• **Your goal**
All that should be output is the block of lines below from the line with "All 16 are in" to the line with "you would like it fixed the same way.", both included, exactly as written.

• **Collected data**
────────────────

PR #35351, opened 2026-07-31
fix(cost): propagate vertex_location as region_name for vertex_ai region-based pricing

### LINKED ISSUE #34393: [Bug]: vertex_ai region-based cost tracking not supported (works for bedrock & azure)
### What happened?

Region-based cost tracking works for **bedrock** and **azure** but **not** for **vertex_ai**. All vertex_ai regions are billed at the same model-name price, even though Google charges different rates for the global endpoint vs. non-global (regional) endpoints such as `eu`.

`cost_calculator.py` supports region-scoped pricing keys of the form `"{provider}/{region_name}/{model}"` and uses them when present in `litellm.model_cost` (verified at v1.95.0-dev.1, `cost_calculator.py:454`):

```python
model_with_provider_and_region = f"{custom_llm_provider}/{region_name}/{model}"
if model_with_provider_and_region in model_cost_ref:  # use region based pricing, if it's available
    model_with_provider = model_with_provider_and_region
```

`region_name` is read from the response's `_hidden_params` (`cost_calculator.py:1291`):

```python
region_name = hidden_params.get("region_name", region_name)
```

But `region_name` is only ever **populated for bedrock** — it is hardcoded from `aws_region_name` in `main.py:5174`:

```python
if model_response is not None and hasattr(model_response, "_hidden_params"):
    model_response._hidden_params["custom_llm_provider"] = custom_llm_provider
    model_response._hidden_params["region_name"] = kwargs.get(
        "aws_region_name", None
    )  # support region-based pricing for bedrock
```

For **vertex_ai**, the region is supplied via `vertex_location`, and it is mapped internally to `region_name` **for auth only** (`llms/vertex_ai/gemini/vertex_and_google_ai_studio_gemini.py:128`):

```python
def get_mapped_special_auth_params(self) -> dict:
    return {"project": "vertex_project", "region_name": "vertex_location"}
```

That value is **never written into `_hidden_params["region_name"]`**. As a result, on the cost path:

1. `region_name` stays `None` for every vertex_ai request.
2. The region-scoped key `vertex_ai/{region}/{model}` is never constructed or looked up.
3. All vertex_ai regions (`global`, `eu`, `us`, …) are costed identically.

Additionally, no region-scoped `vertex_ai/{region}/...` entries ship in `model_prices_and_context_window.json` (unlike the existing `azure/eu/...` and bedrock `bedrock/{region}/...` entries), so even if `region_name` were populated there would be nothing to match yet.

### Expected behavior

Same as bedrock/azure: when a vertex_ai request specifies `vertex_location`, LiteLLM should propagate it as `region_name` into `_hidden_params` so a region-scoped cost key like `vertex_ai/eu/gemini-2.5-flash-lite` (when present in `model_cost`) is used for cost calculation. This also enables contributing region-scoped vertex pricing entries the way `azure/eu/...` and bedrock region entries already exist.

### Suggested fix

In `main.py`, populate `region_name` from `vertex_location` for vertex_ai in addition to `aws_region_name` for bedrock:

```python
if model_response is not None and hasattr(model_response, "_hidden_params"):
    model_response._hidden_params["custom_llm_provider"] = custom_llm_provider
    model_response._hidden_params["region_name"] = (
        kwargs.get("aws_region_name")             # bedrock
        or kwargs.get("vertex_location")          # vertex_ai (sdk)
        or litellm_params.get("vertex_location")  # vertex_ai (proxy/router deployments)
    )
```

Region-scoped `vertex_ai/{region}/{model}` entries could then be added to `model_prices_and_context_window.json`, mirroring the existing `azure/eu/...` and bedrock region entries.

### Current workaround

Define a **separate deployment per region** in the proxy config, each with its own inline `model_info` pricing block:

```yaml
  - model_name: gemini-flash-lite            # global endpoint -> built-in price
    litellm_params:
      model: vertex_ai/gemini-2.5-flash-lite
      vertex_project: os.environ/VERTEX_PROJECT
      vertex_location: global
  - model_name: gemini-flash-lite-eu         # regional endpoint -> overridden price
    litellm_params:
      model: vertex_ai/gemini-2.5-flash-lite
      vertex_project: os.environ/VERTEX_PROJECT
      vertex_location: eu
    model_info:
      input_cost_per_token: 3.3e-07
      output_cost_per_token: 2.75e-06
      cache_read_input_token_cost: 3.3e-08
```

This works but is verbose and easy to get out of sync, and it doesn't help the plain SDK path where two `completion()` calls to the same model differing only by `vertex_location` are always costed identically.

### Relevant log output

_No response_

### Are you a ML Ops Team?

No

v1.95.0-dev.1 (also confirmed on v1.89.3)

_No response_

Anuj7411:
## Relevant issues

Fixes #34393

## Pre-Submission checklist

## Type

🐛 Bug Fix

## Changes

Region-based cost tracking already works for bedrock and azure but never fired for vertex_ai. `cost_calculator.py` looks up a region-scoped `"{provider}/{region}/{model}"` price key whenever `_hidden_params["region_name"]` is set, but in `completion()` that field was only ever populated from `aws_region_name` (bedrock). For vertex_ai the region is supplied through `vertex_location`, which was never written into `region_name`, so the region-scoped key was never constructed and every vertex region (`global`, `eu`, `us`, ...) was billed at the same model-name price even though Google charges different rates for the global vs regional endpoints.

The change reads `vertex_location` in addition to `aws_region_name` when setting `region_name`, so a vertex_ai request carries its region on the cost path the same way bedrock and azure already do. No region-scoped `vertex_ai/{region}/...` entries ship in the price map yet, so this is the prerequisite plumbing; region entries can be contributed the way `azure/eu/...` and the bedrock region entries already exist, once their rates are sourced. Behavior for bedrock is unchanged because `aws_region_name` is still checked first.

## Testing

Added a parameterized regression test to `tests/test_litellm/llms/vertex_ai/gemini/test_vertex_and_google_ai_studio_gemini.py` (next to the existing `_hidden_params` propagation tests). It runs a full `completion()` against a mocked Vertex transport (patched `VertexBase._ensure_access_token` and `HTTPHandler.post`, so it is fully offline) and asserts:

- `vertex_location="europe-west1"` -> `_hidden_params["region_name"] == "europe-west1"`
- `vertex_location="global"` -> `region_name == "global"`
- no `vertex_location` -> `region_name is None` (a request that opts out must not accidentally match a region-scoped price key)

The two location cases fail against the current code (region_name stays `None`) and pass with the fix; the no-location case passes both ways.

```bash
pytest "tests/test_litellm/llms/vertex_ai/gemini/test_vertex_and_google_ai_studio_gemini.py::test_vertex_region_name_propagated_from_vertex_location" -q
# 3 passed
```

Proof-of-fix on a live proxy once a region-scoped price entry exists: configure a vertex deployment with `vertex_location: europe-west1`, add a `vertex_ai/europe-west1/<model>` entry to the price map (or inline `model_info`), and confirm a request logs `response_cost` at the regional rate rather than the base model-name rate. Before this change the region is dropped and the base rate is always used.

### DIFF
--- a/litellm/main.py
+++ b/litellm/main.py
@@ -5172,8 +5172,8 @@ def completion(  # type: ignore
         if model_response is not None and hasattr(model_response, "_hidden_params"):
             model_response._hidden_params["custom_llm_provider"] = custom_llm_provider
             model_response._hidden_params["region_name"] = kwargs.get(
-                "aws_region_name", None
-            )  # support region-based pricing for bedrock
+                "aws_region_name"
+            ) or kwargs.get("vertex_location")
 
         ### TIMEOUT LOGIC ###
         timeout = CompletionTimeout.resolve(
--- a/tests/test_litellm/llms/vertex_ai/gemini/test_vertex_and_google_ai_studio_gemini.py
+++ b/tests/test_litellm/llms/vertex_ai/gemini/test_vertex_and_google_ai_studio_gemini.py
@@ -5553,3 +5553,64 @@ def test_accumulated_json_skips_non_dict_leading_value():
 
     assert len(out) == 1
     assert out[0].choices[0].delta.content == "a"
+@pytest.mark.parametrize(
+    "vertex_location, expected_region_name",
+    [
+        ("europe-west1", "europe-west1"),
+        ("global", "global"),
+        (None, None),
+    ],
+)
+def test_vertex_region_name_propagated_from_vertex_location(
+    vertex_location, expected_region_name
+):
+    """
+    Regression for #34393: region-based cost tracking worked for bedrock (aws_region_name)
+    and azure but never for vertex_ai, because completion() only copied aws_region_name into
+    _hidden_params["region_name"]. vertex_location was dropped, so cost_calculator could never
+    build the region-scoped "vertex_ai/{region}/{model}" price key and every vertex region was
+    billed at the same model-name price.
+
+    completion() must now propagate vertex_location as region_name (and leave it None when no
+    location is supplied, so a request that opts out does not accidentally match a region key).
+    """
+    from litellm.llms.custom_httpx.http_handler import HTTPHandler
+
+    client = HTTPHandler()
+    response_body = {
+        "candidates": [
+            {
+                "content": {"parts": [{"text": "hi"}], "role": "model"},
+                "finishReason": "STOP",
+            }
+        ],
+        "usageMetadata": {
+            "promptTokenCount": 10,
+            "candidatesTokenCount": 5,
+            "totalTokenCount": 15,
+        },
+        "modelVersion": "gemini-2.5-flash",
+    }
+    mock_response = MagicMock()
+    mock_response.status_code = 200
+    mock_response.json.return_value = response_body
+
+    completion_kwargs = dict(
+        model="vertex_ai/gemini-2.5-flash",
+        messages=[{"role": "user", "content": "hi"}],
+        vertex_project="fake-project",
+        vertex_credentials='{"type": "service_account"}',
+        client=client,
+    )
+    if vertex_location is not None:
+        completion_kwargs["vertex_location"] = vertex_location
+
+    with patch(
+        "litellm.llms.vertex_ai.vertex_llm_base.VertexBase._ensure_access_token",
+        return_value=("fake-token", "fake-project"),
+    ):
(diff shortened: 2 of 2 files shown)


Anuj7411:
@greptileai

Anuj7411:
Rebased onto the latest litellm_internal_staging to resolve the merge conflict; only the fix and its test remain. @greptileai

────────────────

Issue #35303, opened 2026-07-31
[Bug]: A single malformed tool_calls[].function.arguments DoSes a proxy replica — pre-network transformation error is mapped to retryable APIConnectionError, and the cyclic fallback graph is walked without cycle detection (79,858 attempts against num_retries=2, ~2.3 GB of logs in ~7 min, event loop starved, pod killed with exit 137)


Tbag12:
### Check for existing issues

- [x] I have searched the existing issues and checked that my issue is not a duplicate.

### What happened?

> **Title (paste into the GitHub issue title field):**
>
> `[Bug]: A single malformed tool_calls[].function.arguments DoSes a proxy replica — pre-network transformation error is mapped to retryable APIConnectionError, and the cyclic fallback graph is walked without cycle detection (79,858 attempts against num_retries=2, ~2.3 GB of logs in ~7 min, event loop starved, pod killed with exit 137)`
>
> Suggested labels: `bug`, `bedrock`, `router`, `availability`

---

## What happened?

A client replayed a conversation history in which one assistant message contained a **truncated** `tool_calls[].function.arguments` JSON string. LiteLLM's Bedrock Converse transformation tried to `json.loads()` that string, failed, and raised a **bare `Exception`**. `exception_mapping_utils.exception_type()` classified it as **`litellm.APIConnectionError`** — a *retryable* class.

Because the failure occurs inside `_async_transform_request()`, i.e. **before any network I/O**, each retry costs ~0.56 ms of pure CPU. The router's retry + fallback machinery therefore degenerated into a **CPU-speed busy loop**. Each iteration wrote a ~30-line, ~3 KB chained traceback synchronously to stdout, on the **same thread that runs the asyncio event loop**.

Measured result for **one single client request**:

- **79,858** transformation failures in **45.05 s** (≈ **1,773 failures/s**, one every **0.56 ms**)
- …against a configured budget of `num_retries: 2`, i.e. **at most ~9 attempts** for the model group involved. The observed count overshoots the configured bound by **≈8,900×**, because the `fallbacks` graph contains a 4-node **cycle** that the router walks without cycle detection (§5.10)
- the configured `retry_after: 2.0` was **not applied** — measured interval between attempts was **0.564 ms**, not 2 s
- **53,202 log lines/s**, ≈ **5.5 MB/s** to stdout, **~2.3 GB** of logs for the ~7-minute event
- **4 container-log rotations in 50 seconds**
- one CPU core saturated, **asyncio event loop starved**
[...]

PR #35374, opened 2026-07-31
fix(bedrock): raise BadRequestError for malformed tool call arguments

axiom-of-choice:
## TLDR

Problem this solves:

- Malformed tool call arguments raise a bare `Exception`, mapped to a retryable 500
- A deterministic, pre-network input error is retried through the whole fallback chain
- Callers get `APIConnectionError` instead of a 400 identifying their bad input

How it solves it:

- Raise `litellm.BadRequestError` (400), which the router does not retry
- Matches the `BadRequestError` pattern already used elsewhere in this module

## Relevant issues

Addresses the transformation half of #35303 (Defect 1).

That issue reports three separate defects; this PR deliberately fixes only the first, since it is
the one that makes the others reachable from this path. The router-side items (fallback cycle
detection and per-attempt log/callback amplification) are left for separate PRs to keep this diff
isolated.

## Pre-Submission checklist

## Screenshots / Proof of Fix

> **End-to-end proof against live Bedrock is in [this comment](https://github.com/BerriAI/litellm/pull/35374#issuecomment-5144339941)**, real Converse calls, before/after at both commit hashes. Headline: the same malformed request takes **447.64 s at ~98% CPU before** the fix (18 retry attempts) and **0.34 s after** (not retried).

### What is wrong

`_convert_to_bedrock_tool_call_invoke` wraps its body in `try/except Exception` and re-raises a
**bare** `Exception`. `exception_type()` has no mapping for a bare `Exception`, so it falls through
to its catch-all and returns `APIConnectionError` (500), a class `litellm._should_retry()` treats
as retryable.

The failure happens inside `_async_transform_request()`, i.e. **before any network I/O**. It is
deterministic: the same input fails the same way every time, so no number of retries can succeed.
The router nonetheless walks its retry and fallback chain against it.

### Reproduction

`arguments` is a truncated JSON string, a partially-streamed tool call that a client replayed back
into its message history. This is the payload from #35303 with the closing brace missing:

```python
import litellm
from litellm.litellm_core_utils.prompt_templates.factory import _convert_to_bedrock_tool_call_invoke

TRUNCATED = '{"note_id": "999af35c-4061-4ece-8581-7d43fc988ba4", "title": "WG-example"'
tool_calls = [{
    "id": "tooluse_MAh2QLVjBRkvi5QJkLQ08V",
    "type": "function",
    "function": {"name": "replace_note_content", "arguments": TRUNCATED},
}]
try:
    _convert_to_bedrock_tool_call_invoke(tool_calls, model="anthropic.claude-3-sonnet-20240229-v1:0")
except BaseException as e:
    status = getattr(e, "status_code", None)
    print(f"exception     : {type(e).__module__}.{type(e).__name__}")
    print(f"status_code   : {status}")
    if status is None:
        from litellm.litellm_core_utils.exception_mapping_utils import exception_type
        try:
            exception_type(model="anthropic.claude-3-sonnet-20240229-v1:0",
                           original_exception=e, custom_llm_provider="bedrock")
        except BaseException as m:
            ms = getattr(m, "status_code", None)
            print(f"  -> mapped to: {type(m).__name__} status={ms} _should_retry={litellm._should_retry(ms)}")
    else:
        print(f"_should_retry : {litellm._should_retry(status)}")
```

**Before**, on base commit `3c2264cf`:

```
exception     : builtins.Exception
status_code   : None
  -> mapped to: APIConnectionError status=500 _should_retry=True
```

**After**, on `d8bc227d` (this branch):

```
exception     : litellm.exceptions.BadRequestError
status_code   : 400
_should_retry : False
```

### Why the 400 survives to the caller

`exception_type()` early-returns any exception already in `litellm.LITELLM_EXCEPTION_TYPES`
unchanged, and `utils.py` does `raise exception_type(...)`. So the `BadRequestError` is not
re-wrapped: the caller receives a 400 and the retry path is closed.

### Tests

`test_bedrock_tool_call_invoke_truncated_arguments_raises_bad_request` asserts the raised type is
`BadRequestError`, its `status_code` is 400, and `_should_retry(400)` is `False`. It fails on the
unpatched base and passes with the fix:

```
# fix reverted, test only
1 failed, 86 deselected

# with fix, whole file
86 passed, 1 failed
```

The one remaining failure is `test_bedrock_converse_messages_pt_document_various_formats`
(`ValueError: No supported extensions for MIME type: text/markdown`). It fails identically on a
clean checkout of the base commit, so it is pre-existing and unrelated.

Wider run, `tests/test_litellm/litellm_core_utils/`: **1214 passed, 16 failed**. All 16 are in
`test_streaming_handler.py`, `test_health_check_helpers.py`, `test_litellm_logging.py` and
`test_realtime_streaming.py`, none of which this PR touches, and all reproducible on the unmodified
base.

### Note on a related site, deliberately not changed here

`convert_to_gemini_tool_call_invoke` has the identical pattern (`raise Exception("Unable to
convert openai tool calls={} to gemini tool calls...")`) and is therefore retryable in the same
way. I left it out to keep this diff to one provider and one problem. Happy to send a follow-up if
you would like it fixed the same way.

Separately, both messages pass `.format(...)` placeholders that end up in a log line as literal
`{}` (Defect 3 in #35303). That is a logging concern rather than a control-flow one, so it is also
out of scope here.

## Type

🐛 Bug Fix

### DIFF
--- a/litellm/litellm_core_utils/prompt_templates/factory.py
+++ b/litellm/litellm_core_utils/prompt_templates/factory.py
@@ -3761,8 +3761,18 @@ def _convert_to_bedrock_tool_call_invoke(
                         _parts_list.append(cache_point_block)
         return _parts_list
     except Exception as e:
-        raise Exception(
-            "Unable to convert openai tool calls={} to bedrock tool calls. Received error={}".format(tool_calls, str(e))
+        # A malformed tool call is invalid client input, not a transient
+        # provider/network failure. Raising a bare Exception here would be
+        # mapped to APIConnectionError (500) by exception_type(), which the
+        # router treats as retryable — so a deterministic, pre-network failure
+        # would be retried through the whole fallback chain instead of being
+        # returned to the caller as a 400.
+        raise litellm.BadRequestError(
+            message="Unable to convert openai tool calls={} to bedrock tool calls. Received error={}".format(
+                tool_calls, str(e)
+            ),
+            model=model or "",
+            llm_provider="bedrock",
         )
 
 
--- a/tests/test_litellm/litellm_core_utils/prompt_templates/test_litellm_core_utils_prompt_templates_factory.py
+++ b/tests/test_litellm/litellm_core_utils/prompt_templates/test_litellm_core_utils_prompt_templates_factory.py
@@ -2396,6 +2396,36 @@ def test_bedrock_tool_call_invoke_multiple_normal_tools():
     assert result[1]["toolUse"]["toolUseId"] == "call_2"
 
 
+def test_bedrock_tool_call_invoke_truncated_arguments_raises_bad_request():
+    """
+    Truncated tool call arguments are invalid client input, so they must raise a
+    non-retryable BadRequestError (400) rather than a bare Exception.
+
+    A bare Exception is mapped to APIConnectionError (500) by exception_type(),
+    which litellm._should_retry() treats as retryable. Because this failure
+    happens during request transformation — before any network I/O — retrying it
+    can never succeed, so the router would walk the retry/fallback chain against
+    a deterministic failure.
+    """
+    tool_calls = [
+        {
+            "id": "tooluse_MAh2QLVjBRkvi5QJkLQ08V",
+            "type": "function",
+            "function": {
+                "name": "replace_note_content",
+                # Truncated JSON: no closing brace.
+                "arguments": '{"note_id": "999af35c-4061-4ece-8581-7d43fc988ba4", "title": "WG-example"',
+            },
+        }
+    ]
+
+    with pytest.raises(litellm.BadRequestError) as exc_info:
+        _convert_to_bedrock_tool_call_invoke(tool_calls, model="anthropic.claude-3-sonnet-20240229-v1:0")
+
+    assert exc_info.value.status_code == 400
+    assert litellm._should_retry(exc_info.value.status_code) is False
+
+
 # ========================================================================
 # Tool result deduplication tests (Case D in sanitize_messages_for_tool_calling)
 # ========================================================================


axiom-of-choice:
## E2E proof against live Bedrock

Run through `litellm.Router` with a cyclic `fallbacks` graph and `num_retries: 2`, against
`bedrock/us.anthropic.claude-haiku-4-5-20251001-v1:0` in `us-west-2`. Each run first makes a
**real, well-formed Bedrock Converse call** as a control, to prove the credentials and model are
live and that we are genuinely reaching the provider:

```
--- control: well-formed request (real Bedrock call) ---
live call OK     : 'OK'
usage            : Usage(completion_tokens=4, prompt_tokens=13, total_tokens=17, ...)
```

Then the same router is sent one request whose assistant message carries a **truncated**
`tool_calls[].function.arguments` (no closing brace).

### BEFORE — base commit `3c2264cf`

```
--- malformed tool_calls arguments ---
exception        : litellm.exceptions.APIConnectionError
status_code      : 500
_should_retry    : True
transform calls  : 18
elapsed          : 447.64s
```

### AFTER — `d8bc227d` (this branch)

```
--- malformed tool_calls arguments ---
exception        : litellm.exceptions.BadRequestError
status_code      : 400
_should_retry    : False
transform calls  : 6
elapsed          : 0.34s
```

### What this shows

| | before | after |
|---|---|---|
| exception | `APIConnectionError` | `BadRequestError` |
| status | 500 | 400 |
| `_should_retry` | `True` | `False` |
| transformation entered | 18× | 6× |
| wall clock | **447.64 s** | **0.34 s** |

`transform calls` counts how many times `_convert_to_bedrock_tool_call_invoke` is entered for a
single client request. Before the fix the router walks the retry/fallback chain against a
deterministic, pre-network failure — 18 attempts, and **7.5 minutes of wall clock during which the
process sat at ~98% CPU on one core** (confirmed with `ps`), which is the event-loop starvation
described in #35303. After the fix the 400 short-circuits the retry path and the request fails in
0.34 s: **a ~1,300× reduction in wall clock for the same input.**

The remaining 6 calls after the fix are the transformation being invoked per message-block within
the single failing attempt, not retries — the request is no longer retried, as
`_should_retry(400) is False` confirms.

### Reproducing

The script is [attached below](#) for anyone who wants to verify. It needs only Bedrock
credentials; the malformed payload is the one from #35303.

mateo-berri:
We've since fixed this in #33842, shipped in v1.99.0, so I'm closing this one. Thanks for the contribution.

────────────────

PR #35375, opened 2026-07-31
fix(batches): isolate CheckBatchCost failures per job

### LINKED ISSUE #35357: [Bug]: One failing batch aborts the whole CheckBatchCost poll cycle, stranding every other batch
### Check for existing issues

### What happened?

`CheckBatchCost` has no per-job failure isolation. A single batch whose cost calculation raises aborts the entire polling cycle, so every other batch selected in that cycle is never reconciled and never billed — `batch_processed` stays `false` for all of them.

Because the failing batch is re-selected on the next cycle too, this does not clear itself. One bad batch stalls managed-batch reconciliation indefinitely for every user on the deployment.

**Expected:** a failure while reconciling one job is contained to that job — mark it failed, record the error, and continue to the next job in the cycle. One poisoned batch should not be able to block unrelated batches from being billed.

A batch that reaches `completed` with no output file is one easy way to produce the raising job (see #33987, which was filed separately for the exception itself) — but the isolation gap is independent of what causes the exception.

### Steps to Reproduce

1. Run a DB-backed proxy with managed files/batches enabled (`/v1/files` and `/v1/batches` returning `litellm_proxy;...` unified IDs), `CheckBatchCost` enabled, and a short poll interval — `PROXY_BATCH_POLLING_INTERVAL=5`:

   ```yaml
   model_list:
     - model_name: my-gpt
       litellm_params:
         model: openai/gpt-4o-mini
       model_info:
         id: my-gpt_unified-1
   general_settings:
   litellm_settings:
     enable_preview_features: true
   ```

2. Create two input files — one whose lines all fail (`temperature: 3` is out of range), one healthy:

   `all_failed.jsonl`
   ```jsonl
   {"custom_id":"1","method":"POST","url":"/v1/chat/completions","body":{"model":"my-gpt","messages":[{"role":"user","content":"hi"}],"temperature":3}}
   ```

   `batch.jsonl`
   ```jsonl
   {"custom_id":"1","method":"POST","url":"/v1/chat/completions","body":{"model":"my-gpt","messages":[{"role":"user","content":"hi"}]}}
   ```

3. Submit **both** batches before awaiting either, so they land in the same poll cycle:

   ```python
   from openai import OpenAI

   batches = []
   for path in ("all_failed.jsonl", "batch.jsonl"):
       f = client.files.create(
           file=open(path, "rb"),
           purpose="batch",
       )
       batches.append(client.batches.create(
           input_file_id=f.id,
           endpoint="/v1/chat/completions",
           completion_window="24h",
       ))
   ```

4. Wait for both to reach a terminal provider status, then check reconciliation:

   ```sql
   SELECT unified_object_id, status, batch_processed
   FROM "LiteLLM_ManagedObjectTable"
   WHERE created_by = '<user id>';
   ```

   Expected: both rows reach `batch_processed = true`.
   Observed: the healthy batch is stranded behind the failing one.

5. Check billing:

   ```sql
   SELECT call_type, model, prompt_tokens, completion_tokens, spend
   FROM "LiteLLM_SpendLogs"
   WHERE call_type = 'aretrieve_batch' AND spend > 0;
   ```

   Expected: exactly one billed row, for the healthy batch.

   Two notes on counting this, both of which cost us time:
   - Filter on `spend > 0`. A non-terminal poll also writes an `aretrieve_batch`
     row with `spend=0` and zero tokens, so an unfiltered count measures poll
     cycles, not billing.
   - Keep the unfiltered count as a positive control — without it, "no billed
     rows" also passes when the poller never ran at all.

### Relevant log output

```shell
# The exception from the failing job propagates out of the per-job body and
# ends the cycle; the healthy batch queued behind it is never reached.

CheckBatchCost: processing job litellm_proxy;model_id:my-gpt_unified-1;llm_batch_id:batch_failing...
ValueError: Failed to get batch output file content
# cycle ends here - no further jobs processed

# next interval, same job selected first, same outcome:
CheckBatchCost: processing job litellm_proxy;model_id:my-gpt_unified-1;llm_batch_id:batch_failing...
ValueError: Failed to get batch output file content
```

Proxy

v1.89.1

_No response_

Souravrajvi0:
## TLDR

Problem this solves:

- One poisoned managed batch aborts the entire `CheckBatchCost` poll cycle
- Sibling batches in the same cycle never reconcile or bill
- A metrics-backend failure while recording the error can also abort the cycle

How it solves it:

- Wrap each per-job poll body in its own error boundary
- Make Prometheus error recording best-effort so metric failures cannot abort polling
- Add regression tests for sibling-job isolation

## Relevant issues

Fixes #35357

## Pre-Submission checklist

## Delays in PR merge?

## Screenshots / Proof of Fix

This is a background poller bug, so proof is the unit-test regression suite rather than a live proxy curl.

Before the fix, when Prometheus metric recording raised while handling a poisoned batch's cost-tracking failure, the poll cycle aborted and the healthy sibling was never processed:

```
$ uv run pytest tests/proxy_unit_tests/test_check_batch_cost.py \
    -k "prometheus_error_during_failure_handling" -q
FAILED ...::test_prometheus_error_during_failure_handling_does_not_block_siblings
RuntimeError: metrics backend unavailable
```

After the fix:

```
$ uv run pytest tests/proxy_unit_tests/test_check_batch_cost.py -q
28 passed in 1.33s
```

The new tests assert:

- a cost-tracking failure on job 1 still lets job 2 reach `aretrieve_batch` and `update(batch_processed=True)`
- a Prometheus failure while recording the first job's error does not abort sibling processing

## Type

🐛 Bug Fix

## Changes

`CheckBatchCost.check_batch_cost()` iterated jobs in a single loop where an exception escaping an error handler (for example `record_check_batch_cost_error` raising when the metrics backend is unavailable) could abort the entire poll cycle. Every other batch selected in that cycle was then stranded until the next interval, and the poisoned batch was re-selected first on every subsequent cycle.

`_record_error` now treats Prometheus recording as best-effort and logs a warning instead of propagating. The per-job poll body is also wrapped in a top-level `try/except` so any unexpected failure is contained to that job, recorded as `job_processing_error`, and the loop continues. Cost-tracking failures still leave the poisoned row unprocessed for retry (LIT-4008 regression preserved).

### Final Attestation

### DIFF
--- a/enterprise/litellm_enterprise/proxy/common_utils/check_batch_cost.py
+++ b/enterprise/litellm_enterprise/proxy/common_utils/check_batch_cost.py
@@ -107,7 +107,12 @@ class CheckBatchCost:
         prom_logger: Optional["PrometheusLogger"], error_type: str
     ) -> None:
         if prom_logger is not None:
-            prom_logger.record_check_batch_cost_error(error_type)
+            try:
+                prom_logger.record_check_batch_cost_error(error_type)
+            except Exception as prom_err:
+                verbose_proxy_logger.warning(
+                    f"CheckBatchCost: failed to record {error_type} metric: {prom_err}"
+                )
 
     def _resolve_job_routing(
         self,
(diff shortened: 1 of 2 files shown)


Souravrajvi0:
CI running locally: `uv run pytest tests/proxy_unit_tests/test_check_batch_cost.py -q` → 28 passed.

────────────────

• **Problem solution**
Wider run, `tests/test_litellm/litellm_core_utils/`: **1214 passed, 16 failed**. All 16 are in
`test_streaming_handler.py`, `test_health_check_helpers.py`, `test_litellm_logging.py` and
`test_realtime_streaming.py`, none of which this PR touches, and all reproducible on the unmodified
base.

### Note on a related site, deliberately not changed here

`convert_to_gemini_tool_call_invoke` has the identical pattern (`raise Exception("Unable to
convert openai tool calls={} to gemini tool calls...")`) and is therefore retryable in the same
way. I left it out to keep this diff to one provider and one problem. Happy to send a follow-up if
you would like it fixed the same way.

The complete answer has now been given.